- Location in Laramie County and the state of Wyoming.
- Hillsdale Location in the United States
- Coordinates: 41°12′46″N 104°28′39″W﻿ / ﻿41.21278°N 104.47750°W
- Country: United States
- State: Wyoming
- County: Laramie

Area
- • Total: 0.85 sq mi (2.2 km^{2})
- • Land: 0.85 sq mi (2.2 km^{2})
- • Water: 0 sq mi (0 km^{2})
- Elevation: 5,640 ft (1,720 m)

Population (2020)
- • Total: 40
- • Density: 47/sq mi (18/km^{2})
- Time zone: UTC-7 (Mountain (MST))
- • Summer (DST): UTC-6 (MDT)
- ZIP codes: 82060
- GNIS feature ID: 1589581

= Hillsdale, Wyoming =

Hillsdale is an unincorporated community and census-designated place in southeastern Laramie County, Wyoming, United States. As of the 2020 census, it had a population of 40. It lies along local roads east of the city of Cheyenne, the county seat of Laramie County. Its elevation is 5640 ft above sea level. Although Hillsdale is unincorporated, it has a post office, with the ZIP code of 82060. Public education in the community of Hillsdale is provided by Laramie County School District #2.

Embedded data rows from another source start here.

PR #325, opened 2024-02-07
Add response statistics

kthui:
Related PRs:
- https://github.com/triton-inference-server/server/pull/6869
- https://github.com/triton-inference-server/common/pull/112
- https://github.com/triton-inference-server/square_backend/pull/16

Add response statistics API.

Example statistics endpoint output to client:
```
{
  'model_stats': [{
    'name': 'square_int32',
    ...
    'inference_stats': {
      ...
      'response_stats': {
        '0': {
          'compute_infer': {'count': 3, 'ns': 1200514434},
          'compute_output': {'count': 3, 'ns': 600346215},
          'success': {'count': 2, 'ns': 1200431061},
          'fail': {'count': 1, 'ns': 600429588},
          'empty_response': {'count': 0, 'ns': 0}
        },
        '1': {
          'compute_infer': {'count': 3, 'ns': 1200250644},
          'compute_output': {'count': 3, 'ns': 600358040},
          'success': {'count': 1, 'ns': 600202056},
          'fail': {'count': 2, 'ns': 1200406628},
          'empty_response': {'count': 0, 'ns': 0}
        },
        '2': {
          'compute_infer': {'count': 3, 'ns': 1200252841},
          'compute_output': {'count': 2, 'ns': 400214433},
          'success': {'count': 1, 'ns': 600183751},
          'fail': {'count': 1, 'ns': 600188918},
          'empty_response': {'count': 1, 'ns': 400094605}
        },
        '3': {
          'compute_infer': {'count': 2, 'ns': 800160632},
          'compute_output': {'count': 1, 'ns': 200133237},
          'success': {'count': 0, 'ns': 0},
          'fail': {'count': 1, 'ns': 600214152},
          'empty_response': {'count': 1, 'ns': 400079717}
        },
        '4': {
          'compute_infer': {'count': 1, 'ns': 400086093},
          'compute_output': {'count': 1, 'ns': 200104114},
          'success': {'count': 0, 'ns': 0},
          'fail': {'count': 1, 'ns': 600190207},
          'empty_response': {'count': 0, 'ns': 0}
        },
        '5': {
          'compute_infer': {'count': 1, 'ns': 400089434},
          'compute_output': {'count': 0, 'ns': 0},
          'success': {'count': 0, 'ns': 0},
          'fail': {'count': 0, 'ns': 0},
          'empty_response': {'count': 1, 'ns': 400089434}}
        }
      }
    ...
    }
  }]
}
```

### DIFF
--- a/include/triton/core/tritonbackend.h
+++ b/include/triton/core/tritonbackend.h
@@ -1337,16 +1337,16 @@ TRITONBACKEND_ModelInstanceReportMemoryUsage(
 /// TRITONBACKEND_ModelInstanceExecute.
 ///
 ///   TRITONBACKEND_ModelInstanceExecute()
-///     CAPTURE TIMESPACE (exec_start_ns)
+///     CAPTURE TIMESTAMP (exec_start_ns)
 ///     < process input tensors to prepare them for inference
 ///       execution, including copying the tensors to/from GPU if
 ///       necessary>
-///     CAPTURE TIMESPACE (compute_start_ns)
+///     CAPTURE TIMESTAMP (compute_start_ns)
 ///     < perform inference computations to produce outputs >
-///     CAPTURE TIMESPACE (compute_end_ns)
+///     CAPTURE TIMESTAMP (compute_end_ns)
 ///     < allocate output buffers and extract output tensors, including
 ///       copying the tensors to/from GPU if necessary>
-///     CAPTURE TIMESPACE (exec_end_ns)
+///     CAPTURE TIMESTAMP (exec_end_ns)
 ///     return
 ///
 /// Note that these statistics are associated with a valid
@@ -1385,12 +1385,12 @@ TRITONBACKEND_ModelInstanceReportStatistics(
 ///
 ///   TRITONBACKEND_ModelInstanceExecute()
 ///     < start of this response >
-///     CAPTURE TIMESPACE (response_start)
+///     CAPTURE TIMESTAMP (response_start)
 ///     < generate this response >
-///     CAPTURE TIMESPACE (compute_output_start)
+///     CAPTURE TIMESTAMP (compute_output_start)
 ///     < allocate output buffers and extract output tensors, including copying
 ///       the tensors to/from GPU if necessary >
-///     CAPTURE TIMESPACE (response_end)
+///     CAPTURE TIMESTAMP (response_end)
 ///     < end of this response >
 ///     return
 ///
--- a/include/triton/core/tritonbackend.h
+++ b/include/triton/core/tritonbackend.h
@@ -1,4 +1,4 @@
-// Copyright 2020-2023, NVIDIA CORPORATION & AFFILIATES. All rights reserved.
+// Copyright 2020-2024, NVIDIA CORPORATION & AFFILIATES. All rights reserved.
 //
 // Redistribution and use in source and binary forms, with or without
 // modification, are permitted provided that the following conditions
@@ -1355,6 +1355,51 @@ TRITONBACKEND_ModelInstanceReportStatistics(
     const bool success, const uint64_t exec_start_ns,
     const uint64_t compute_start_ns, const uint64_t compute_end_ns,
     const uint64_t exec_end_ns);
+
+/// Record statistics for a decoupled inference response.
+///
+/// All timestamps should be reported in nanonseconds and collected using
+/// std::chrono::steady_clock::now().time_since_epoch() or the equivalent.
+///
+/// Call this function after calling TRITONBACKEND_ResponseSend, and pass the
+/// same send_flags and error object passed to the TRITONBACKEND_ResponseSend.
+///
+/// For consistency of measurement across different backends, the
+/// timestamps should be collected at the following points during
+/// TRITONBACKEND_ModelInstanceExecute.
+///
+///   TRITONBACKEND_ModelInstanceExecute()
+///     < start of this response >
+///     CAPTURE TIMESPACE (response_start)
+///     < generate this response >
+///     CAPTURE TIMESPACE (compute_output_start)
+///     < allocate output buffers and extract output tensors, including copying
+///       the tensors to/from GPU if necessary >
+///     CAPTURE TIMESPACE (response_end)
+///     < end of this response >
+///     return
+///
+/// \param instance The model instance.
+/// \param response_factory The response factory associated with the inference
+/// request.
+/// \param response_start Timestamp for the start of execution for this
+/// response.
+/// \param compute_output_start Timestamp for the start of extracting output
+/// tensors for this response. Set this to 0 for reporting empty response.
+/// \param response_end Timestamp for the end of extracting output tensors for
+/// this response.
+/// \param send_flags Flags associated with the response. \see
+/// TRITONBACKEND_ResponseSend \see
+/// \param error The TRITONSERVER_Error to send if the response is an error, or
+/// nullptr if the response is successful. \see TRITONBACKEND_ResponseSend \see
+/// \return a TRITONSERVER_Error indicating success or failure.
+TRITONBACKEND_DECLSPEC TRITONSERVER_Error*
+TRITONBACKEND_ModelInstanceReportResponseStatistics(
+    TRITONBACKEND_ModelInstance* instance,
+    TRITONBACKEND_ResponseFactory* response_factory,
+    const uint64_t response_start, const uint64_t compute_output_start,
+    const uint64_t response_end, const uint32_t send_flags,
+    TRITONSERVER_Error* error);
 
 /// Record statistics for the execution of an entire batch of
 /// inference requests.
--- a/include/triton/core/tritonbackend.h
+++ b/include/triton/core/tritonbackend.h
@@ -68,6 +68,23 @@ struct TRITONBACKEND_ModelInstance;
 struct TRITONBACKEND_BackendAttribute;
 struct TRITONBACKEND_Batcher;
 
+struct TRITONBACKEND_ModelInstanceResponseStatistics {
+#ifdef TRITON_ENABLE_STATS
+  TRITONBACKEND_ModelInstanceResponseStatistics()
+      : model_instance(nullptr), response_factory(nullptr), response_start(0),
+        compute_output_start(0), response_end(0), send_flags(0), error(nullptr)
+  {
+  }
+  TRITONBACKEND_ModelInstance* model_instance;
+  TRITONBACKEND_ResponseFactory* response_factory;
+  uint64_t response_start;
+  uint64_t compute_output_start;
+  uint64_t response_end;
+  uint32_t send_flags;
+  TRITONSERVER_Error* error;
+#endif  // TRITON_ENABLE_STATS
+};
+
 ///
 /// TRITONBACKEND API Version
 ///
@@ -1362,11 +1379,8 @@ TRITONBACKEND_ModelInstanceReportStatistics(
 /// All timestamps should be reported in nanonseconds and collected using
 /// std::chrono::steady_clock::now().time_since_epoch() or the equivalent.
 ///
-/// Call this function after calling TRITONBACKEND_ResponseSend, and pass the
-/// same send_flags and error object passed to the TRITONBACKEND_ResponseSend.
-///
-/// For consistency of measurement across different backends, the
-/// timestamps should be collected at the following points during
+/// For consistency of measurement across different backends, the timestamps
+/// should be collected at the following points during
 /// TRITONBACKEND_ModelInstanceExecute.
 ///
 ///   TRITONBACKEND_ModelInstanceExecute()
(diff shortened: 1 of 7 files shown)


include/triton/core/tritonbackend.h
```diff
@@ -1356,6 +1356,51 @@ TRITONBACKEND_ModelInstanceReportStatistics(
...
+/// \param response_factory The response factory associated with the inference
+/// request.
+/// \param response_start Timestamp for the start of execution for this
+/// response.
+/// \param compute_output_start Timestamp for the start of extracting output
+/// tensors for this response. Set this to 0 for reporting empty response.
+/// \param response_end Timestamp for the end of extracting output tensors for
+/// this response.
+/// \param send_flags Flags associated with the response. \see
+/// TRITONBACKEND_ResponseSend \see
```
oandreeva-nv, line 1392: do we need both `\see`?

include/triton/core/tritonbackend.h
```diff
@@ -1356,6 +1356,51 @@ TRITONBACKEND_ModelInstanceReportStatistics(
...
+/// \param error The TRITONSERVER_Error to send if the response is an error, or
+/// nullptr if the response is successful. \see TRITONBACKEND_ResponseSend \see
```
oandreeva-nv, line 1394: ditto

src/infer_response.h
```diff
@@ -61,6 +61,10 @@ class InferenceResponseFactory {
         alloc_userp_(alloc_userp), response_fn_(response_fn),
         response_userp_(response_userp), response_delegator_(delegator),
         is_cancelled_(false)
+#ifdef TRITON_ENABLE_STATS
+        ,
+        response_stats_index_(0)
```
oandreeva-nv, line 66: did pre-commit hook put comma and parameter on two lines?

src/infer_response.h
```diff
@@ -94,6 +98,11 @@ class InferenceResponseFactory {
   void ReleaseTrace() { trace_ = nullptr; }
 #endif  // TRITON_ENABLE_TRACING
 
+#ifdef TRITON_ENABLE_STATS
+  // Return the current response statistics index and increment it.
+  uint64_t ResponseStatsIndex() { return response_stats_index_++; };
```
oandreeva-nv, line 103: Could you briefly explain the logic behind why we need to increment it here?

kthui: We want to increment to the next index, atomically. I think we can adjust the function naming if it makes it better?

src/infer_response.h
kthui: Yes, pre-commit did it.

include/triton/core/tritonbackend.h
kthui: No, It's updated.

include/triton/core/tritonbackend.h
kthui: Updated.

include/triton/core/tritonbackend.h
```diff
@@ -1356,6 +1356,51 @@ TRITONBACKEND_ModelInstanceReportStatistics(
...
+/// TRITONBACKEND_ResponseSend
+/// \param error The TRITONSERVER_Error to send if the response is an error, or
+/// nullptr if the response is successful. \see TRITONBACKEND_ResponseSend
+/// \return a TRITONSERVER_Error indicating success or failure.
+TRITONBACKEND_DECLSPEC TRITONSERVER_Error*
+TRITONBACKEND_ModelInstanceReportResponseStatistics(
+    TRITONBACKEND_ModelInstance* instance,
+    TRITONBACKEND_ResponseFactory* response_factory,
+    const uint64_t response_start, const uint64_t compute_output_start,
+    const uint64_t response_end, const uint32_t send_flags,
```
rmccorm4, line 1401: Not a main reviewer here, but @Tabrizian @kthui @oandreeva-nv do you think we should use another Opaque object here for stats/info if we need to add more fields to this in the future? Currently appending another field would require a new API.

If we sent a `TRITONBACKEND_ResponseStats` object or something, we can append to it?

This could also be the object to denote if the request was cancelled for phase 2 , etc

rmccorm4: Also for backends that implement inflight batching themselves, or perhaps some other logic I'm not currently thinking of, backends may maintain their own queues. This could also be a place to report how long a request was "queued" from the backend's perspective, rather than triton core scheduler perspective.

Just food for thought - may not make total sense yet.

oandreeva-nv: Yes, me and @kthui had an offline discussion that in future there may be a need for new API wich handles `key` and does not use `response_factory`. I think some opaque object could help

src/infer_response.h
oandreeva-nv: Yes I agree with the name adjustment, my concern is that as is `ResponseStatsIndex` implies that the function just returns index. But with the current logic we increment it as well.

oandreeva-nv: cc @Tabrizian in case he has a feedback

include/triton/core/tritonbackend.h
kthui: I think you are on the right track @rmccorm4. My thought ultimately is to allow the backend to specify a "key" which is used to group/aggregate the "same" response statistics across different requests. I will leave the decision to @Tabrizian if we want to switch to / implement the "key" now.

include/triton/core/tritonbackend.h
```diff
@@ -1356,6 +1356,51 @@ TRITONBACKEND_ModelInstanceReportStatistics(
...
+/// request.
+/// \param response_start Timestamp for the start of execution for this
+/// response.
+/// \param compute_output_start Timestamp for the start of extracting output
+/// tensors for this response. Set this to 0 for reporting empty response.
+/// \param response_end Timestamp for the end of extracting output tensors for
+/// this response.
+/// \param send_flags Flags associated with the response. \see
+/// TRITONBACKEND_ResponseSend
+/// \param error The TRITONSERVER_Error to send if the response is an error, or
```
Tabrizian, line 1393: would be good to clarify the ownership of the error object (i.e. it is owned the caller and should be freed if it is provided).

include/triton/core/tritonbackend.h
Tabrizian: @rmccorm4 what is the use-case you have in mind? Is it possible for the user to use custom metrics for anything that doesn't fit into this structure?

> The distinction between request-specific and response-specific is a little fuzzy for me atm.

For decoupled models, currently there is no way to access the latency breakdown for individual responses. These statistics help the user to get a better idea about the latency breakdown of individual responses.

src/infer_response.h
Tabrizian: Agreed with Olga. Perhaps we can rename it to `GetAndIncrementResponseIndex` to make it more clear.

include/triton/core/tritonbackend.h
kthui: Good point. The ownership is clarified on the comments.

src/infer_response.h
kthui: Sure. Renamed to `GetAndIncrementResponseIndex`.

include/triton/core/tritonbackend.h
rmccorm4: I think custom metrics *can* be used for things that fall outside of the current stats, but was just curious if we had any ideas of other stats that may be useful to add to the "core" set in the near-mid term. If so, we would have to add a new C API for new stats if we didn't use some opaque object.

For example, if the use of iterative scheduling / IFB handled in Triton core had more adoption - would we want some notion of per-step stats for rescheduled requests? I think this case might be analogous to the "empty/flag-only" intermediate responses, where we don't actually produce a response but want to somehow signify that we have done some work in between.

Tabrizian: > I think this case might be analogous to the "empty/flag-only" intermediate responses, where we don't actually produce a response but want to somehow signify that we have done some work in between.

I don't think response stats is the right place for this. If you are sending a response, you can use response stats.

include/triton/core/tritonbackend.h
```diff
@@ -1356,6 +1357,53 @@ TRITONBACKEND_ModelInstanceReportStatistics(
...
+/// Call this function after calling TRITONBACKEND_ResponseSend, and pass the
+/// same send_flags and error object passed to the TRITONBACKEND_ResponseSend.
+///
+/// For consistency of measurement across different backends, the
+/// timestamps should be collected at the following points during
+/// TRITONBACKEND_ModelInstanceExecute.
+///
+///   TRITONBACKEND_ModelInstanceExecute()
+///     < start of this response >
+///     CAPTURE TIMESPACE (response_start)
```
oandreeva-nv, line 1374: timespace -> timestamp?

kthui: Good catch! It was copied from the `TRITONBACKEND_ModelInstanceReportResponseStatistics()` API above, it is also fixed there.

include/triton/core/tritonbackend.h
```diff
@@ -1374,7 +1358,46 @@ TRITONBACKEND_ModelInstanceReportStatistics(
     const uint64_t compute_start_ns, const uint64_t compute_end_ns,
     const uint64_t exec_end_ns);
 
-/// Record statistics for a decoupled inference response.
+/// Create a new decoupled inference response statistics object.
```
rmccorm4, line 1361: Is mention of "decoupled" necessary in these docs? I think a non-decoupled backend could choose to publish for a single response if they wanted, right? (though maybe not that useful currently)

kthui: Sure, removed the word decoupled from comments.

src/infer_stats.cc
```diff
@@ -210,6 +210,132 @@ InferenceStatsAggregator::UpdateSuccessCacheMiss(
...
 
+Status
+InferenceStatsAggregator::UpdateResponseSuccess(
+    const std::string& key, const uint64_t response_start_ns,
+    const uint64_t compute_output_start_ns, const uint64_t response_end_ns)
+{
+  if (response_start_ns > compute_output_start_ns) {
+    return Status(
+        Status::Code::INVALID_ARG,
+        "Response start cannot happen after compute output start");
```
oandreeva-nv, line 221: Should we make it more descriptive? Something like:
"Unexpected behavior: response start timestamp was recorded after compute output start"

src/infer_stats.cc
```diff
@@ -210,6 +210,132 @@ InferenceStatsAggregator::UpdateSuccessCacheMiss(
...
+  }
+  if (compute_output_start_ns > response_end_ns) {
+    return Status(
+        Status::Code::INVALID_ARG,
+        "Compute output start cannot happen after response end");
```
oandreeva-nv, line 226: ditto

oandreeva-nv (dismissed):
TMLG, but I would also let @rmccorm4 take a look

src/backend_model_instance.cc
```diff
@@ -795,6 +795,23 @@ TritonModelInstance::TritonBackendThread::BackendThread()
   LOG_VERBOSE(1) << "Stopping backend thread for " << name_ << "...";
 }
 
+// Opaque object for the response statistics C-API
```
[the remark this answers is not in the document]
kthui: We can skip mentioning it is an opaque object, but it is important to mention this struct is only for the response statistics C-API and nothing else. When we refactor the `InferenceStatsAggregator()` in the future (which was written in a non-object-orientated style unfortunately but I don't want to mess with it on this PR), we can remove this struct and all the C-API set calls should interact directly with the `InferenceStatsAggregator()` (or a helper class object within).

Maybe we can just change the comment to `// For response statistics C-API only`?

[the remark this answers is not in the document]
oandreeva-nv: I'm ok with keeping it as is in this PR then

src/infer_stats.cc
kthui: I don't know if this is cleaner, because the user could have recorded the `response start` first and then followed by the `compute output start`, but reported the `compute output start` as the `response start` and `response start` as the `compute output start`. Then, the message could send the user looking at the wrong place, which is why I want to avoid speculating on what the user did, but simply say what is passed into the API.

Maybe we can write
```
Response start cannot happen after compute output start, check response statistics timestamps.
```
?

oandreeva-nv: We ca keep it as is then=)

include/triton/core/tritonbackend.h
```diff
@@ -1356,6 +1358,154 @@ TRITONBACKEND_ModelInstanceReportStatistics(
...
+/// \param response_statistics The response statistics object.
+/// \param response_start The response start time.
+/// \return a TRITONSERVER_Error indicating success or failure.
+TRITONBACKEND_DECLSPEC TRITONSERVER_Error*
+TRITONBACKEND_ModelInstanceResponseStatisticsSetResponseStart(
+    TRITONBACKEND_ModelInstanceResponseStatistics* response_statistics,
+    uint64_t response_start);
+
+/// Set compute output start time to an inference response statistics object.
+/// Set this to 0 for reporting an empty response.
```
rmccorm4, line 1429:
```suggestion
/// NOTE: Set this to 0 for reporting an empty response.
```

rmccorm4, line 1429: Given that we have an opaque object now, I feel like the correct way to specify empty would some kind of bool or flag. I think this is probably fine as-is, but I wish we had a some example use cases for this feature. In my mind, there could be models that do some compute work, but decide it's not ready for a full response yet. Having some way to specify "work was done" (compute > 0), but also "empty response" may be useful..

It's hard to say without some concrete use case for this feature. What do you think?

rmccorm4 (commented):
LGTM overall, main comment is on the use of "zero" compute time for "empty".

src/tritonserver.cc
```diff
@@ -2933,6 +2935,35 @@ TRITONSERVER_ServerModelStatistics(
           metadata, inference_stats, "cache_miss",
           infer_stats.cache_miss_count_, infer_stats.cache_miss_duration_ns_);
 
+      // Add response statistics
+      triton::common::TritonJson::Value response_stats(
```
rmccorm4, line 2939: Can you add a sample output of stats endpoint including these new stats to the PR description?

kthui: Sure.

include/triton/core/tritonbackend.h
kthui: The user actually doesn't need to set this value if reporting an empty response.

kthui: Updated the comment.

kthui: The response statistics collects 3 timestamps and translates into 2 durations:
```
response start    -->    compute output start    -->    response end
        v                           v                         v
        |       compute infer       |      compute output     |
```
On you example, if there is no compute output start time, which implies the response is empty, then there is no compute output duration which the compute infer duration is from response start to response end, so the graph for empty becomes:
```
response start    -->   response end
        v                     v
        |    compute infer    |
```
I think your example is the generic case where users should use empty response, because some compute work is done but there is no output tensor, so there is no coping of output tensor, which there is no compute output duration. The only purpose for the compute output start timestamp is to break the total duration from response start to end into compute infer and output durations. Since there is no compute output duration for empty response (if and only if), the compute output start timestamp can be repurposed for denoting empty response.

I think it is more natural to use `compute output start = 0` to denote an empty response, because the user should not record the compute output start timestamp if copying output tensors never takes place. Then, the user can simply skip setting compute output start time (or set it to 0 if it fits the workflow better), and it is automatically classified as an empty response, without needing the user to additionally report it is an empty response or not. What do you think?

kthui: I think `#5` is an example for this:
```
        '5': {
          'compute_infer': {'count': 1, 'ns': 400089434},
          'compute_output': {'count': 0, 'ns': 0},
          'success': {'count': 0, 'ns': 0},
          'fail': {'count': 0, 'ns': 0},
          'empty_response': {'count': 1, 'ns': 400089434}}
        }
```
There is an empty response with compute duration, but not output duration.

kthui: I think `#3` is an interesting example:
```
        '3': {
          'compute_infer': {'count': 2, 'ns': 800160632},
          'compute_output': {'count': 1, 'ns': 200133237},
          'success': {'count': 0, 'ns': 0},
          'fail': {'count': 1, 'ns': 600214152},
          'empty_response': {'count': 1, 'ns': 400079717}
        },
```
There is a fail and an empty response. Regardless of result, compute infer always take 4 seconds and compute output always take 2 seconds (if any). On the empty response, there is no compute output but compute infer, so the total duration is 4 seconds. On the fail response, there is compute infer and output, so the total duration is 6 seconds. There is only 1 compute output from the fail response, so there is only 1 compute output totaling 2 second. There is a compute infer from fail and empty, so there are 2 compute infer totaling 8 seconds.

rmccorm4 (approved):
Nice work! :rocket:

include/triton/core/tritonbackend.h
rmccorm4: Looks like "success" here also implies "non-empty" btw.
>          'success': {'count': 0, 'ns': 0},
>          'empty_response': {'count': 1, 'ns': 400079717}

kthui: Yes, this is expected.

A summary of where the response should be grouped into (i.e. success, fail, empty):

|   | no failure (success) | has failure |
| --- | --- | --- |
| **sent response** | success | fail |
| **no response sent** | empty | fail |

Hillsdale was named for Lathrop Hills, a Surveyor for the Union Pacific Railroad who was killed nearby along Lodgepole Creek on June 11, 1867, while leading a party surveying a route of the Transcontinental Railroad.

Hillsdale was platted as a townsite in April 2013.

==Notable person==
Kenny Sailors, American college and professional basketball player active in the 1940s and early 1950s notable for popularizing the jump shot as an alternative to the two-handed, flat-footed set shot.